## TASK DETAILS
The records below need to be copied in full. Match them exactly.

## SUPPLIED RECORDS
┄┄┄┄┄┄

PR #353, opened 2022-02-02
feat: Return JSON error messages

### LINKED ISSUE #177: Render actual JSON error responses
To aid in debugging we should return actual JSON error responses -- we currently return a payload of the error's status code, inherited from syncstorage-rs.

Technically this is json as we're sending `Content-Type: application/json` and a number, but this should be more along the lines of our other services's, e.g. megaphone's:

```
$ curl https://dev.megaphone.nonprod.cloudops.mozgcp.net/nonexistant
{"code":404,"errno":123,"error":"Not Found"}
```

Let's double check this won't affect the client but I believe it currently only cares about the http status code.

┆Issue is synchronized with this [Jira Task](https://mozilla-hub.atlassian.net/browse/CONSVC-1089)
┆epic: Contile maintainablity enhancements

jrconlin:
Return more useful JSON error messages.
NOTE: We may not want to use the string versions of all errors we're
sending to sentry, so a "simplified" error message is generated.

Closes #177

### DIFF
--- a/src/error.rs
+++ b/src/error.rs
@@ -149,7 +149,7 @@ impl HandlerErrorKind {
         match self {
             HandlerErrorKind::General(_) | HandlerErrorKind::Internal(_) => self.to_string(),
             HandlerErrorKind::Reqwest(_) => {
-                format!("An error occurred while trying to request data")
+                "An error occurred while trying to request data".to_string()
             }
             HandlerErrorKind::BadAdmResponse(_)
             | HandlerErrorKind::AdmServerError()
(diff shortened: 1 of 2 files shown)


src/error.rs
```diff
@@ -143,6 +144,29 @@ impl HandlerErrorKind {
     pub fn is_sentry_event(&self) -> bool {
         !matches!(self, HandlerErrorKind::InvalidUA)
     }
+
+    pub fn as_response_string(&self) -> String {
+        match self {
+            HandlerErrorKind::General(_) | HandlerErrorKind::Internal(_) => self.to_string(),
```
pjenvey, line 150: There were a couple places I thought might be using `Internal` while potentially exposing strings we don't want exposed, but it looks like they're all either called at startup (e.g. StoreImage::check_bucket`) or also the `AdmFilter` periodic updater that runs on its own thread.

Makes me wonder if we should move to using something else other than `Internal` for startupy errors in the future. Maybe `check_bucket` failing is really more of a `config::ConfigError` like we've started using elsewhere?

pjenvey (approved):

src/error.rs
jrconlin: `CloudStorage` could happen later, if the storage ever breaks for some random reason, but yeah, most of the others are either a `ConfigError` or something start-up related at least. Those probably don't need dedicated messages. 

We can add a ticket to review the errors we're recording at some later date.

Issue #354, opened 2022-02-09
Modify cloudstorage-rs to use a timeout 


data-sync-user:
Currently, {{cloud-storage}} does not specify a timeout value when making {{reqwest}} calls. This leads to high CPU if the connections fail for whatever reason which can lead to catastrophic outages.

┆Issue is synchronized with this [Jira Task](https://mozilla-hub.atlassian.net/browse/CONSVC-1616)

data-sync-user:
➤ JR Conlin commented:

We currently include the cloud-storage-rs as an included github repo. We can modify that library to take an optional request::Client object. We should also file a ticket with the original library author so that other projects are not impacted by this bug.

data-sync-user:
➤ JR Conlin commented:

created https://github.com/ThouCheese/cloud-storage-rs/issues/99 ( https://github.com/ThouCheese/cloud-storage-rs/issues/99|smart-link ) to request access to the reqwest client. Looking at modifying our locally used fork of the code, or possibly using an alternate library implementation.

PR #355, opened 2022-02-10
bug: add timeouts for reqwest calls

jrconlin:
This uses new `mozilla-services/cloud-storage-rs *::*_with()` calls to
pass a `reqwest::Client` object with timeouts.

Closes: #354, CONSVC-1616

### DIFF
--- a/src/adm/filter.rs
+++ b/src/adm/filter.rs
@@ -159,12 +159,9 @@ impl AdmFilter {
                     HandlerError::internal(&format!("Missing bucket Host {:?}", self.source))
                 })?
                 .to_string();
-            let obj = cloud_storage::Object::read_with(
-                &host,
-                bucket.path().trim_start_matches('/'),
-                req,
-            )
-            .await?;
+            let obj =
+                cloud_storage::Object::read_with(&host, bucket.path().trim_start_matches('/'), req)
+                    .await?;
             if let Some(updated) = self.last_updated {
                 // if the bucket is older than when we last checked, do nothing.
                 return Ok(updated <= obj.updated);
--- a/src/adm/filter.rs
+++ b/src/adm/filter.rs
@@ -4,6 +4,7 @@ use std::{
     fmt::Debug,
     iter::FromIterator,
     sync::{Arc, RwLock},
+    time::Duration,
 };
 
 use actix_http::http::Uri;
@@ -58,7 +59,8 @@ pub struct AdmFilter {
     pub source: String,
     pub source_url: Option<url::Url>,
     pub last_updated: Option<chrono::DateTime<chrono::Utc>>,
-    pub refresh_rate: std::time::Duration,
+    pub refresh_rate: Duration,
+    pub timeout: Duration,
 }
 
 /// Parse &str into a `Url`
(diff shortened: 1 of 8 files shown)


ddurst:
Fixes CONSVC-1616

pjenvey (changes requested):

src/server/img_storage.rs
```diff
@@ -174,7 +174,11 @@ impl StoreImage {
         //
 
         // verify that the bucket can be read
-        let _content = Bucket::read(&settings.bucket_name)
+        let req = reqwest::Client::builder()
```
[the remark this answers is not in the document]
jrconlin: Thanks! missed that one was already there.

src/adm/filter.rs
```diff
@@ -150,14 +152,19 @@ impl AdmFilter {
             return Ok(false);
         }
         if let Some(bucket) = &self.source_url {
+            let req = reqwest::Client::builder().timeout(self.timeout).build()?;
```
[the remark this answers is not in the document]
jrconlin: I found a way to pass at least a clone instance down. That should ensure the timeout is handled.

Also replaced all the current `Client::new()` with `Client::builder()...` instances to make sure a timeout is present, even in test cases.

src/adm/filter.rs
```diff
@@ -144,7 +146,7 @@ impl AdmFilter {
     }
 
     /// check to see if the bucket has been modified since the last time we updated.
-    pub async fn requires_update(&self) -> HandlerResult<bool> {
+    pub async fn requires_update(&self, req: reqwest::Client) -> HandlerResult<bool> {
```
pjenvey, line 149: nit: Could avoid the clone in the updated closure
```suggestion
    pub async fn requires_update(&self, req: &reqwest::Client) -> HandlerResult<bool> {
```

src/adm/settings.rs
```diff
@@ -307,7 +308,11 @@ impl AdmFilterSettings {
             })?
             .to_string();
         let path = settings_bucket.path().trim_start_matches('/');
-        let contents = cloud_storage::Object::download(&bucket_name, path)
+        let req = reqwest::Client::builder()
```
pjenvey, line 311: forgot connect_timeout here as well, looks like you added it to all the tests where it doesn't matter much.

src/server/mod.rs
```diff
@@ -109,12 +109,12 @@ impl Server {
             raw_filter.update().await?
         }
         let filter = Arc::new(RwLock::new(raw_filter));
-        spawn_updater(&filter);
-        let tiles_cache = cache::TilesCache::new(TILES_CACHE_INITIAL_CAPACITY);
         let req = reqwest::Client::builder()
             .connect_timeout(Duration::from_secs(settings.connect_timeout))
```
pjenvey, line 113: let's add a `.timeout` call here, ensuring it's already set as a default everywhere we reuse this client. I think we'd 'overwrite' this timeout value in a couple places (like in `get_tiles`) but it doesn't really matter.

pjenvey (changes requested):

src/server/mod.rs
jrconlin: Ah, well, if we do that, we should specify both `connection_timeout` and `timeout` since they are used independently. I'll add the code to do that.

src/adm/settings.rs
jrconlin: Yeah, just wanted to be consistent.

src/server/mod.rs
ncloudioj: Agreed, looks like both `timeout` and `connection_timeout` are needed for all the Reqwest uses in Contile. The same applies to Merino once it needs to talk to external services at scale.

pjenvey (approved):
Looks good, just wanted to note (probably mostly for myself) that we also have an `adm_timeout` -- so the new `request_timeout` acts more as a global default and `adm_timeout` overwrites it for adm calls. Works for me

jrconlin:
Yeah, I know it feels like we're brimming with timeouts at this point, but I figure that partner connections will have their own criteria.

┄┄┄┄┄┄

## SOLUTION TO THE EXERCISE
PR #353, opened 2022-02-02
feat: Return JSON error messages

### LINKED ISSUE #177: Render actual JSON error responses
To aid in debugging we should return actual JSON error responses -- we currently return a payload of the error's status code, inherited from syncstorage-rs.

Technically this is json as we're sending `Content-Type: application/json` and a number, but this should be more along the lines of our other services's, e.g. megaphone's:

```
$ curl https://dev.megaphone.nonprod.cloudops.mozgcp.net/nonexistant
{"code":404,"errno":123,"error":"Not Found"}
```

Let's double check this won't affect the client but I believe it currently only cares about the http status code.

┆Issue is synchronized with this [Jira Task](https://mozilla-hub.atlassian.net/browse/CONSVC-1089)
┆epic: Contile maintainablity enhancements

jrconlin:
Return more useful JSON error messages.
NOTE: We may not want to use the string versions of all errors we're
sending to sentry, so a "simplified" error message is generated.

Closes #177

### DIFF
--- a/src/error.rs
+++ b/src/error.rs
@@ -149,7 +149,7 @@ impl HandlerErrorKind {
         match self {
             HandlerErrorKind::General(_) | HandlerErrorKind::Internal(_) => self.to_string(),
             HandlerErrorKind::Reqwest(_) => {
-                format!("An error occurred while trying to request data")
+                "An error occurred while trying to request data".to_string()
             }
             HandlerErrorKind::BadAdmResponse(_)
             | HandlerErrorKind::AdmServerError()
(diff shortened: 1 of 2 files shown)


src/error.rs
```diff
@@ -143,6 +144,29 @@ impl HandlerErrorKind {
     pub fn is_sentry_event(&self) -> bool {
         !matches!(self, HandlerErrorKind::InvalidUA)
     }
+
+    pub fn as_response_string(&self) -> String {
+        match self {
+            HandlerErrorKind::General(_) | HandlerErrorKind::Internal(_) => self.to_string(),
```
pjenvey, line 150: There were a couple places I thought might be using `Internal` while potentially exposing strings we don't want exposed, but it looks like they're all either called at startup (e.g. StoreImage::check_bucket`) or also the `AdmFilter` periodic updater that runs on its own thread.

Makes me wonder if we should move to using something else other than `Internal` for startupy errors in the future. Maybe `check_bucket` failing is really more of a `config::ConfigError` like we've started using elsewhere?

pjenvey (approved):

src/error.rs
jrconlin: `CloudStorage` could happen later, if the storage ever breaks for some random reason, but yeah, most of the others are either a `ConfigError` or something start-up related at least. Those probably don't need dedicated messages. 

We can add a ticket to review the errors we're recording at some later date.

Issue #354, opened 2022-02-09
Modify cloudstorage-rs to use a timeout 


data-sync-user:
Currently, {{cloud-storage}} does not specify a timeout value when making {{reqwest}} calls. This leads to high CPU if the connections fail for whatever reason which can lead to catastrophic outages.

┆Issue is synchronized with this [Jira Task](https://mozilla-hub.atlassian.net/browse/CONSVC-1616)

data-sync-user:
➤ JR Conlin commented:

We currently include the cloud-storage-rs as an included github repo. We can modify that library to take an optional request::Client object. We should also file a ticket with the original library author so that other projects are not impacted by this bug.

data-sync-user:
➤ JR Conlin commented:

created https://github.com/ThouCheese/cloud-storage-rs/issues/99 ( https://github.com/ThouCheese/cloud-storage-rs/issues/99|smart-link ) to request access to the reqwest client. Looking at modifying our locally used fork of the code, or possibly using an alternate library implementation.

PR #355, opened 2022-02-10
bug: add timeouts for reqwest calls

jrconlin:
This uses new `mozilla-services/cloud-storage-rs *::*_with()` calls to
pass a `reqwest::Client` object with timeouts.

Closes: #354, CONSVC-1616

### DIFF
--- a/src/adm/filter.rs
+++ b/src/adm/filter.rs
@@ -159,12 +159,9 @@ impl AdmFilter {
                     HandlerError::internal(&format!("Missing bucket Host {:?}", self.source))
                 })?
                 .to_string();
-            let obj = cloud_storage::Object::read_with(
-                &host,
-                bucket.path().trim_start_matches('/'),
-                req,
-            )
-            .await?;
+            let obj =
+                cloud_storage::Object::read_with(&host, bucket.path().trim_start_matches('/'), req)
+                    .await?;
             if let Some(updated) = self.last_updated {
                 // if the bucket is older than when we last checked, do nothing.
                 return Ok(updated <= obj.updated);
--- a/src/adm/filter.rs
+++ b/src/adm/filter.rs
@@ -4,6 +4,7 @@ use std::{
     fmt::Debug,
     iter::FromIterator,
     sync::{Arc, RwLock},
+    time::Duration,
 };
 
 use actix_http::http::Uri;
@@ -58,7 +59,8 @@ pub struct AdmFilter {
     pub source: String,
     pub source_url: Option<url::Url>,
     pub last_updated: Option<chrono::DateTime<chrono::Utc>>,
-    pub refresh_rate: std::time::Duration,
+    pub refresh_rate: Duration,
+    pub timeout: Duration,
 }
 
 /// Parse &str into a `Url`
(diff shortened: 1 of 8 files shown)


ddurst:
Fixes CONSVC-1616

pjenvey (changes requested):

src/server/img_storage.rs
```diff
@@ -174,7 +174,11 @@ impl StoreImage {
         //
 
         // verify that the bucket can be read
-        let _content = Bucket::read(&settings.bucket_name)
+        let req = reqwest::Client::builder()
```
[the remark this answers is not in the document]
jrconlin: Thanks! missed that one was already there.

src/adm/filter.rs
```diff
@@ -150,14 +152,19 @@ impl AdmFilter {
             return Ok(false);
         }
         if let Some(bucket) = &self.source_url {
+            let req = reqwest::Client::builder().timeout(self.timeout).build()?;
```
[the remark this answers is not in the document]
jrconlin: I found a way to pass at least a clone instance down. That should ensure the timeout is handled.

Also replaced all the current `Client::new()` with `Client::builder()...` instances to make sure a timeout is present, even in test cases.

src/adm/filter.rs
```diff
@@ -144,7 +146,7 @@ impl AdmFilter {
     }
 
     /// check to see if the bucket has been modified since the last time we updated.
-    pub async fn requires_update(&self) -> HandlerResult<bool> {
+    pub async fn requires_update(&self, req: reqwest::Client) -> HandlerResult<bool> {
```
pjenvey, line 149: nit: Could avoid the clone in the updated closure
```suggestion
    pub async fn requires_update(&self, req: &reqwest::Client) -> HandlerResult<bool> {
```

src/adm/settings.rs
```diff
@@ -307,7 +308,11 @@ impl AdmFilterSettings {
             })?
             .to_string();
         let path = settings_bucket.path().trim_start_matches('/');
-        let contents = cloud_storage::Object::download(&bucket_name, path)
+        let req = reqwest::Client::builder()
```
pjenvey, line 311: forgot connect_timeout here as well, looks like you added it to all the tests where it doesn't matter much.

src/server/mod.rs
```diff
@@ -109,12 +109,12 @@ impl Server {
             raw_filter.update().await?
         }
         let filter = Arc::new(RwLock::new(raw_filter));
-        spawn_updater(&filter);
-        let tiles_cache = cache::TilesCache::new(TILES_CACHE_INITIAL_CAPACITY);
         let req = reqwest::Client::builder()
             .connect_timeout(Duration::from_secs(settings.connect_timeout))
```
pjenvey, line 113: let's add a `.timeout` call here, ensuring it's already set as a default everywhere we reuse this client. I think we'd 'overwrite' this timeout value in a couple places (like in `get_tiles`) but it doesn't really matter.

pjenvey (changes requested):

src/server/mod.rs
jrconlin: Ah, well, if we do that, we should specify both `connection_timeout` and `timeout` since they are used independently. I'll add the code to do that.

src/adm/settings.rs
jrconlin: Yeah, just wanted to be consistent.

src/server/mod.rs
ncloudioj: Agreed, looks like both `timeout` and `connection_timeout` are needed for all the Reqwest uses in Contile. The same applies to Merino once it needs to talk to external services at scale.

pjenvey (approved):
Looks good, just wanted to note (probably mostly for myself) that we also have an `adm_timeout` -- so the new `request_timeout` acts more as a global default and `adm_timeout` overwrites it for adm calls. Works for me

jrconlin:
Yeah, I know it feels like we're brimming with timeouts at this point, but I figure that partner connections will have their own criteria.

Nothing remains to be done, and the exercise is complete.